Understanding Current Economic Conditions: A Peek At The Global Stock Market
Posted on December 7, 2009
Filed Under Share Trading | Leave a Comment
It’s been a difficult year for economics all over the world. With the tumble of the United States economy, in large part due to the absolute plummet of America-based stock markets, including the NASDAQ, a ripple effect was set into motion that reached further than many analysts could have predicted. While many talking heads experts recommended that it wasn’t a time to sell back in October of 2008, as the picture became clearer, many financial gurus were left scratching their heads in confusion.
Imagine then, the surprise at the turn that the global economy has taken in the past couple of years. People have watched in horror as bank accounts dwindled, companies were shuttered, and loans and credit became something that was increasingly difficult to maintain or apply for a new version of. However, it’s no surprise that after the events set in motion by the United States economy a couple of years back in the mortgage game, the world economy is currently recoiling
The reason that a global stock market could be brought down by a single country is simple: percentage of wealth of that one country compared to the entire world. The United States is a major global economic player, and it is a wonder that the stock market crash of the NASDAQ didn’t have more of a ripple effect around the world. As it is, enough countries were brought to the brink of bankruptcy, including many seen as stable, such as Iceland.

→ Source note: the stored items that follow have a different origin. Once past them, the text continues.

PR #361, opened 2021-09-01
Feature/session manager

ryantwarner:
Session manager skeleton


unity-cla-assistant:
[CLA assistant check](https://cla-assistant.cds.internal.unity3d.com/Unity-Technologies/com.unity.multiplayer.samples.coop?pullRequest=361) <br/>Thank you for your submission! We really appreciate it. Like many open source projects, we ask that you all sign our [Contributor License Agreement](https://cla-assistant.cds.internal.unity3d.com/Unity-Technologies/com.unity.multiplayer.samples.coop?pullRequest=361) before we can accept your contribution.<br/>**2** out of **3** committers have signed the CLA.<br/><br/>:white_check_mark: dwoodruffsf<br/>:white_check_mark: eheimburg<br/>:x: lkrell<br/><sub>You have signed the CLA already but the status is still pending? Let us [recheck](https://cla-assistant.cds.internal.unity3d.com/check/Unity-Technologies/com.unity.multiplayer.samples.coop?pullRequest=361) it.</sub>

Assets/BossRoom/Scripts/Client/Net/ClientSessionManager.cs
```diff
@@ -0,0 +1,60 @@
...
+
+        private void OnDestroy()
+        {
+            m_Portal.NetManager.OnClientConnectedCallback -= OnClientConnected;
+            m_Portal.NetManager.OnClientDisconnectCallback -= OnClientDisconnected;
+        }
+
+        private void OnClientConnected(ulong clientID)
+        {
+            if (!m_ClientIDs.Contains(clientID))
```
SamuelBellomo, line 43: Issue with ClientIDs is that they are reused if players reconnect. So clientA and clientB could have client IDs 1 and 2. if both disconnect and reconnect, clientA could have id 2 and clientB could have id 1.
We already have a session guid used to save your character class, I would have consolidated those into your current solution (which seems cleaner :) )

ryantwarner: I'm not sure how to get the clientGUIDs, I tried changing it to OnConnectionApproval and processing the payload, but I'm not sure how to get that info.

Assets/BossRoom/Scripts/Client/Net/ClientSessionManager.cs
```diff
@@ -0,0 +1,41 @@
...
+using MLAPI.Transports.UNET;
+using Photon.Realtime;
+
+namespace BossRoom.Client
+{
+    /// <summary>
+    /// Client side logic for a GameNetPortal. Contains implementations for all of GameNetPortal's S2C RPCs.
+    /// </summary>
+    [RequireComponent(typeof(GameNetPortal))]
+    public class ClientSessionManager : MonoBehaviour
```
SamuelBellomo, line 17: looking at the empty ClientSceneChanged, does this class do anything anymore?

Assets/BossRoom/Scripts/Server/Net/ServerSessionManager.cs
```diff
@@ -0,0 +1,272 @@
...
+        /// to send back more than a "true/false", which means we have to work a little harder to provide a useful error return to the client. To do that, we invoke a
+        /// client RPC in the same channel that MLAPI uses for its connection callback. Since that channel ("MLAPI_INTERNAL") is both reliable and sequenced, we can be
+        /// confident that our login result message will execute before any disconnect message.
+        /// </remarks>
+        /// <param name="connectionData">binary data passed into StartClient. In our case this is the client's GUID, which is a unique identifier for their install of the game that persists across app restarts. </param>
+        /// <param name="clientId">This is the clientId that MLAPI assigned us on login. It does not persist across multiple logins from the same client. </param>
+        /// <param name="callback">The delegate we must invoke to signal that the connection was approved or not. </param>
+        private void ApprovalCheck(byte[] connectionData, ulong clientId, MLAPI.NetworkManager.ConnectionApprovedDelegate callback)
```
SamuelBellomo, line 173: wait, there's two ApprovalChecks?
mmm looking further, looks like callback isn't used. So basically, we're using this one here to insert ourselves during the connection approval process? Isn't there another callback we could use for this, like OnClientConnectedCallback?

Assets/BossRoom/Scripts/Server/Net/ServerSessionManager.cs
```diff
@@ -0,0 +1,272 @@
...
+            if (m_ClientData.ContainsKey(connectionPayload.clientGUID))
+            {
+                if (Debug.isDebugBuild)
+                {
+                    Debug.Log($"Client GUID {connectionPayload.clientGUID} already exists. Because this is a debug build, we will still accept the connection");
+                    while (m_ClientData.ContainsKey(connectionPayload.clientGUID)) { connectionPayload.clientGUID += "_Secondary"; }
+                }
+                else
+                {
+                    gameReturnStatus = ConnectStatus.LoggedInAgain;
```
SamuelBellomo, line 201: beside for checking for success, looks like we're not using that status for anything else?

Assets/BossRoom/Scripts/Server/Net/ServerSessionManager.cs
```diff
@@ -0,0 +1,272 @@
...
+        public Vector3 PlayerPosition;
+        public Vector3 PlayerRotation;
+        public bool IsConnected;
+
+        public SessionPlayerData(ulong clientID, string clientGUID, string name, Vector3 position, Vector3 rotation, bool isConnected = false)
+        {
+            ClientID = clientID;
+            ClientGUID = clientGUID;
+            PlayerName = name;
+            PlayerPosition = position;
```
SamuelBellomo, line 24: tested by trying to connect client with host, then having the client disconnect and reconnect.
class was the right one (instead of the default tank), but position was reset to spawn point.
not sure about the name since we seem to have a bug on our hud preventing the display of the name :(

Assets/BossRoom/Scripts/Shared/Game/Entity/NetworkCharacterState.cs
```diff
@@ -113,7 +113,7 @@ public LifeState LifeState
         public override void OnNetworkSpawn()
         {
             if (!IsServer) return;
-            HitPoints = CharacterClass.BaseHP.Value;
+            if (HitPoints == 0) HitPoints = CharacterClass.BaseHP.Value;
         }
```
fernando-cortez, line 117: We should have the health initialized at the same place in code. Since we're doing that now for the late-joined player inside ServerBossRoomState, we might as well just do this there for a fresh player.

Assets/BossRoom/Scripts/Shared/Net/ConnectionManagement/ServerGameNetPortal.cs
```diff
@@ -1,346 +1,265 @@
...
+    {
+        public string m_PlayerName;  //name of the player
+        public ulong m_ClientID; //the identifying id of the client
+
+        public PlayerData(string playerName, ulong clientId)
+        {
+            m_PlayerName = playerName;
+            m_ClientID = clientId;
+        }
+    }
```
fernando-cortez, line 24: This can be completely removed now right?

Assets/BossRoom/Scripts/Shared/Net/ConnectionManagement/SessionManager.cs
```diff
@@ -0,0 +1,402 @@
...
+        /// </summary>
+        private Dictionary<string, SessionPlayerData> m_ClientData;
+
+        /// <summary>
+        /// Map to allow us to cheaply map from guid to player data.
+        /// </summary>
+        private Dictionary<ulong, string> m_ClientIDToGuid;
+
+        // used in ApprovalCheck. This is intended as a bit of light protection against DOS attacks that rely on sending silly big buffers of garbage.
+        private const int k_MaxConnectPayload = 1024;
```
fernando-cortez, line 67: Seems like this was brought over from ServerGameNetPortal and could be removed.

Assets/BossRoom/Scripts/Server/Game/Character/PlayerServerCharacter.cs
```diff
@@ -37,6 +37,12 @@ void OnDisable()
             s_ActivePlayers.Remove(m_CachedServerCharacter);
         }
 
+        public override void OnNetworkDespawn()
+        {
+            var movementTransform = m_CachedServerCharacter.Movement.transform;
+            SessionManager.Instance.UpdatePlayerCharacterData(OwnerClientId, movementTransform.position, movementTransform.rotation.eulerAngles, m_CachedServerCharacter.NetState.HitPoints);
```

While in the past, the markets might not have been tied together as strongly, with globalization in all areas, especially business, things are a little different now. Markets depend on one another because nations depend on one another. Nations do a great deal of business, relying on one another for markets and raw materials, but more importantly, companies invest in each other’s markets.
It’s possible for Americans to try their luck on the Hong Kong exchange and for those in Europe to buy a great deal of stock in a publicly-traded American company. And the business whose job it is to regulate these sort of trades, as well as the investment companies dealing in mortgages, are supposed to have systems in place to sound the alarm if things start to go downhill.
While there are entities in check who are supposed to be keeping track of the conditions of various world markets, recent events show that sometimes those watchers clearly need to be watched, too. Especially after the near-gloomy crash of the late 1980s, when America vowed to put aside a path of excess and tone things down a bit, it’s shocking to see just 20 years later another difficult financial circumstance to navigate. Only this time, the rest of the world economy’s come with it.
It wasn’t just the market, but the banks, that played a part in the latest near-collapse. With so many banks folding left and right, not just in the United States but in many European nations, and even as far away as Asia, federal governments had to scramble. In some countries, like Iceland, the federal government couldn’t bail out the banks and outsiders had to step in, while in the United States, the government now owns shares in Bank of America, like it or not, and BoA has been an integral part of taking over other failing banks.
Understanding the global stock market is difficult for regular people, especially in such difficult economic times, but it’s always helpful to keep one fact in mind when trying to keep up with the financial news on television and the radio, as well as in the newspaper: the recent occurrences were baffling trained watchers and economists, so whatever doublespeak or deception is currently in place, it was designed not just for regular people to miss, but for highly trained professionals.